Question 19
Domain 3You work at an ecommerce startup. You need to create a customer churn prediction model. Your company’s recent sales records are stored in a BigQuery table. You want to understand how your initial model is making predictions. You also want to iterate on the model as quickly as possible while minimizing cost. How should you build your first model?
Correct answer: C
Explanation
BigQuery data can be used directly with Vertex AI by "associate the data with a Vertex AI dataset," which reduces data movement and cost. For a churn problem, an "AutoMLTabularTrainingJob" is appropriate because it trains a tabular classification model quickly and provides model insights for understanding predictions.
Why each option is right or wrong
A. Export the data to a Cloud Storage bucket. Load the data into a pandas DataFrame on Vertex AI Workbench and train a logistic regression model with scikit-learn.
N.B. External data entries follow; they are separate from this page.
PR #1228, opened 2020-01-18
Fix #1215: Clean up extension collateral

### LINKED ISSUE #1215: Packaging: Clean up extra '.js.map' and other build collateral from extensions
We're shipping a bunch of extra '.js.map' files and other collateral along with our extensions. This is tracking cleaning it up, and adding a 'hygiene check' to verify we aren't keeping those around.

bryphe:
There are several files left over in our extensions folder that we don't need - `.js.map` files, unbuilt `.ts` files, etc.

This adds a script that removes those, as well as a hygiene check to help verify there are no left over files when bringing in new extensions.

Fixes #1215 and removes ~4MB of unnecessary files


CrossR:
Unrelated to the actual issue, but the extensions in general. Is it worth marking the whole extensions folder as generated in git attributes? To my knowledge its all vendored code, so we could mark it as such and have GitHub pick this up as a reason project even more strongly.

Marking `extensions/*` as `linguist-generated` (which supresses diffs too) or just `linguist-vendored`.

bryphe:
Good point @CrossR - all the code is vendored from elsewhere 👍 

It looks like we started it here, just for the `css` extension:
```
# Hide vendored extension code
extensions/css-language-features/* linguist-generated
```
(https://github.com/onivim/oni2/blob/master/.gitattributes)

I just tweaked it to include the entire extensions folder. Thanks for the suggestion!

B. Create a tf.data.Dataset by using the TensorFlow BigQueryClient. Implement a deep neural network in TensorFlow.
C. Prepare the data in BigQuery and associate the data with a Vertex AI dataset. Create an AutoMLTabularTrainingJob to train a classification model.
Vertex AI’s tabular AutoML is the right fit for a churn label because it trains a supervised classification model on structured rows and produces feature attribution/explanation outputs for understanding predictions. Using BigQuery as the source and associating it to a Vertex AI dataset avoids exporting the table, which minimizes data movement and speeds iteration; then an AutoMLTabularTrainingJob can train directly from that dataset rather than requiring custom model code.
D. Export the data to a Cloud Storage bucket. Create a tf.data.Dataset to read the data from Cloud Storage. Implement a deep neural network in TensorFlow.